Problem requirements:
Please output exactly the part of the records below that opens with the line containing "PR #82, opened 2026-01-12" and closes with the line containing "Input audio data as Int16 PCM", both lines included, and nothing else.

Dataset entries
※ ※ ※
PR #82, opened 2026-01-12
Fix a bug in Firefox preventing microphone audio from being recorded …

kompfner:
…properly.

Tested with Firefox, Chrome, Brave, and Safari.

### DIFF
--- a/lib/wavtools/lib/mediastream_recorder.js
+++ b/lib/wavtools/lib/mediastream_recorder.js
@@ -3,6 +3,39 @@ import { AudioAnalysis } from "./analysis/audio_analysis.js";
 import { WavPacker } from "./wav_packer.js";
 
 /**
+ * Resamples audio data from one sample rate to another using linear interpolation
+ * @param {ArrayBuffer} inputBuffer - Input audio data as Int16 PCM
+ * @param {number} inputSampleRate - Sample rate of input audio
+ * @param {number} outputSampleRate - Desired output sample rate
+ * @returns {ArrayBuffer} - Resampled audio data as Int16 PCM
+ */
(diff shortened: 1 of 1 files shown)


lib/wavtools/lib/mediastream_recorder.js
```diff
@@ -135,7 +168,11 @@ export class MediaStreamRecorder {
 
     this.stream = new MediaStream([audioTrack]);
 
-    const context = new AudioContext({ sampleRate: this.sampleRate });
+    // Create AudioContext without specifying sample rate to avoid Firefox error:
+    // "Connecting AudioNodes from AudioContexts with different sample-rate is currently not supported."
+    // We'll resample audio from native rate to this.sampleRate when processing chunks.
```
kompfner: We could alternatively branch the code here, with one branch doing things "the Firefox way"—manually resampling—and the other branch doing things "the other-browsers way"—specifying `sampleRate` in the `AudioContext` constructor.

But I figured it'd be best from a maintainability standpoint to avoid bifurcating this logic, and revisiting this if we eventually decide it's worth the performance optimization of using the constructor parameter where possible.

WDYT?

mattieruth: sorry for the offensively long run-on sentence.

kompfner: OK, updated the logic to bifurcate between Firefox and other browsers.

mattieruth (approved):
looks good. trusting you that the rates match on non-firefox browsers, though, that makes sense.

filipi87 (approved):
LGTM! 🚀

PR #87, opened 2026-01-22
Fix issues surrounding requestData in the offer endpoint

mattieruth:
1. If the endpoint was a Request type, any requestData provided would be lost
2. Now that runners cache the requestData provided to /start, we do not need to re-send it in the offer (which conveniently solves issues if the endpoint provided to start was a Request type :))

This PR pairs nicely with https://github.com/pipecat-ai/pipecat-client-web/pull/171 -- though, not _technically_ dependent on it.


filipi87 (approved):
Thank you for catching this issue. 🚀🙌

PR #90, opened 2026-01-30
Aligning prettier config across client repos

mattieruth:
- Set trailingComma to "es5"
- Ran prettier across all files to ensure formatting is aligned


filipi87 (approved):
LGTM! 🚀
※ ※ ※
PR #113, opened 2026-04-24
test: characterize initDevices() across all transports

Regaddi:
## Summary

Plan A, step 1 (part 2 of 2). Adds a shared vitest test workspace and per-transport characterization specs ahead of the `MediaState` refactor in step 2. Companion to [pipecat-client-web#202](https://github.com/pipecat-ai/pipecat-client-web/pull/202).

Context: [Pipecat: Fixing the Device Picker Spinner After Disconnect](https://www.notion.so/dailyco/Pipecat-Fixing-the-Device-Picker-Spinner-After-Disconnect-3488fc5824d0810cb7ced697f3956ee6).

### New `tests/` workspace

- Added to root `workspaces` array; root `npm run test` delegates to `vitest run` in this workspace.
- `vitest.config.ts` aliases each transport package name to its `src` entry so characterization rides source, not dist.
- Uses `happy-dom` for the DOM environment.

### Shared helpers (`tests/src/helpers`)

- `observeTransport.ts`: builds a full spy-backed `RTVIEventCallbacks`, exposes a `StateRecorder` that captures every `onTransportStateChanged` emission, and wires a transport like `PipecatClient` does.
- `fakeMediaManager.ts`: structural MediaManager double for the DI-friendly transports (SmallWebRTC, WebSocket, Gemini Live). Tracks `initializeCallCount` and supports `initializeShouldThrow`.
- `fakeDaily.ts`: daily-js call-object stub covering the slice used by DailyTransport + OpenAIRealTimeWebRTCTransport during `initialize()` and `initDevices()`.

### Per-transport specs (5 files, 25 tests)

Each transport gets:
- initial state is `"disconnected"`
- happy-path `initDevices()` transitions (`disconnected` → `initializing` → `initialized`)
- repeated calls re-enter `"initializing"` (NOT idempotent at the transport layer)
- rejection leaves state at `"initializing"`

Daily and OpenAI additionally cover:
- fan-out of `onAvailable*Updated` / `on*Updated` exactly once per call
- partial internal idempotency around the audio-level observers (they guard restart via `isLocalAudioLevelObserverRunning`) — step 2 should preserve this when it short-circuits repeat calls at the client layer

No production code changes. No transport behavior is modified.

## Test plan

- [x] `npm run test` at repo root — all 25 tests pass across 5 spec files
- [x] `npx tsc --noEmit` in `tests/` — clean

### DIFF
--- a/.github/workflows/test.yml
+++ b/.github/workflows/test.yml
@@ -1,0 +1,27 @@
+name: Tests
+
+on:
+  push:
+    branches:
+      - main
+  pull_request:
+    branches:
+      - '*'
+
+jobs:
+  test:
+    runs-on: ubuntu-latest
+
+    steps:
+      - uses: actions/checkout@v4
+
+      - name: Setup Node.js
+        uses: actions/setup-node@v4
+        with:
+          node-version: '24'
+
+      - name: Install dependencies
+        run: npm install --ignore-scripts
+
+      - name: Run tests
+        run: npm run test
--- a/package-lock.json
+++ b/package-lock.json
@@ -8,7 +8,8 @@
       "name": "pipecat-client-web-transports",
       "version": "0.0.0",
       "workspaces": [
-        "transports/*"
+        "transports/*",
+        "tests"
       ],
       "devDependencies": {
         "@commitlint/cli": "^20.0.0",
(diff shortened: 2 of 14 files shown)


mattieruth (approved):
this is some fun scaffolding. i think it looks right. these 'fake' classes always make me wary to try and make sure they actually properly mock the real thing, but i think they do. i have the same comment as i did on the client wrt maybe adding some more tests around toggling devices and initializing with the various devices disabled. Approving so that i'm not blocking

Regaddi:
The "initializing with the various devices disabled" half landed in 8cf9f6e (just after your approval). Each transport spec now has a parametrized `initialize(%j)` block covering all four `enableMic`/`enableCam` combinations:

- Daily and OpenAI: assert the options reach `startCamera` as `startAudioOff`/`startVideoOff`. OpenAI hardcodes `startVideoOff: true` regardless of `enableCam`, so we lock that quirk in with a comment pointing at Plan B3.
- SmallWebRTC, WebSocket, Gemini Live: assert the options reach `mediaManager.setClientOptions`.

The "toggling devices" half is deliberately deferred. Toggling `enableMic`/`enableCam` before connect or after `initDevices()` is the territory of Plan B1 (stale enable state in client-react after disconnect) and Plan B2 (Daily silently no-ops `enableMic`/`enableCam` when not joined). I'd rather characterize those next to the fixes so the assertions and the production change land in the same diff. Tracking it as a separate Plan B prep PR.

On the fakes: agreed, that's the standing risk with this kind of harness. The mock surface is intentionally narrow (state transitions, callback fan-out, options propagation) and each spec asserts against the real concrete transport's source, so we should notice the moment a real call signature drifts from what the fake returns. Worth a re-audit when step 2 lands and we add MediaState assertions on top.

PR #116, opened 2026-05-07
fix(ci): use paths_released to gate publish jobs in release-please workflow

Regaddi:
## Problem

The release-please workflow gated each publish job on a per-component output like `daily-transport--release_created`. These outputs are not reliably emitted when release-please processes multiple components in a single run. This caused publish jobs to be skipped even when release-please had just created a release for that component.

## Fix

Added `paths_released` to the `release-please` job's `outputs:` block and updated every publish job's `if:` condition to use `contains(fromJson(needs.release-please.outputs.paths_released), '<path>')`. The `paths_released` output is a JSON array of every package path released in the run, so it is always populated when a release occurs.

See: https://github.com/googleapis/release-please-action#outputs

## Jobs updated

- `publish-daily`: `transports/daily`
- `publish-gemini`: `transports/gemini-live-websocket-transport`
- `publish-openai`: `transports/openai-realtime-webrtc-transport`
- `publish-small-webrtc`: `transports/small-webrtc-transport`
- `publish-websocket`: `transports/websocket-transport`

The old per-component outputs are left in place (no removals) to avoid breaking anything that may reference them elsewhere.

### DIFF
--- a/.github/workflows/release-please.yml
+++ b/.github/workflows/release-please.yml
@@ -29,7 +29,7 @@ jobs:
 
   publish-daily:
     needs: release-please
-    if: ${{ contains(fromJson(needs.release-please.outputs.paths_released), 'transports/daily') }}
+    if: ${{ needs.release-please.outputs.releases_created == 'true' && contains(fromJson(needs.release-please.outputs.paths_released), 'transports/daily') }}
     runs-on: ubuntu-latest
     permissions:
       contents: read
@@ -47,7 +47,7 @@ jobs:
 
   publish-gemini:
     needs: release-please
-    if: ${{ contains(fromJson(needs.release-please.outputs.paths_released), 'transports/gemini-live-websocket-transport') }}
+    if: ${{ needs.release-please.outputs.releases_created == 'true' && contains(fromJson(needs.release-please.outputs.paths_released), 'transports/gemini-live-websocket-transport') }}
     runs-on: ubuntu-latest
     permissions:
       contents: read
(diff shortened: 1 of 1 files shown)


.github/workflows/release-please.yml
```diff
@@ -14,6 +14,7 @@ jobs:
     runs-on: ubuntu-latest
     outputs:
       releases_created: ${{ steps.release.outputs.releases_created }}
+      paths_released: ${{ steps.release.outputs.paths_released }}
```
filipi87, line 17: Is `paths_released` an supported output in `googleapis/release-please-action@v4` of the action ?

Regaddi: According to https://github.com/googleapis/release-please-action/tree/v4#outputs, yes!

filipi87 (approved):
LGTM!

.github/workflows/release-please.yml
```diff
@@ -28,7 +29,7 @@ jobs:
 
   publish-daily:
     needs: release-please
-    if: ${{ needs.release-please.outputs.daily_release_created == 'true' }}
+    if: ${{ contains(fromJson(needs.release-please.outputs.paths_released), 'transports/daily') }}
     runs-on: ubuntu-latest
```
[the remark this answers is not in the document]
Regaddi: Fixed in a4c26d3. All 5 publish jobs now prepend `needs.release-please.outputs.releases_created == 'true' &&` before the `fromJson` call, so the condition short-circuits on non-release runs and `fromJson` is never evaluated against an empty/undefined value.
※ ※ ※
Answer section:
PR #82, opened 2026-01-12
Fix a bug in Firefox preventing microphone audio from being recorded …

kompfner:
…properly.

Tested with Firefox, Chrome, Brave, and Safari.

### DIFF
--- a/lib/wavtools/lib/mediastream_recorder.js
+++ b/lib/wavtools/lib/mediastream_recorder.js
@@ -3,6 +3,39 @@ import { AudioAnalysis } from "./analysis/audio_analysis.js";
 import { WavPacker } from "./wav_packer.js";
 
 /**
+ * Resamples audio data from one sample rate to another using linear interpolation
+ * @param {ArrayBuffer} inputBuffer - Input audio data as Int16 PCM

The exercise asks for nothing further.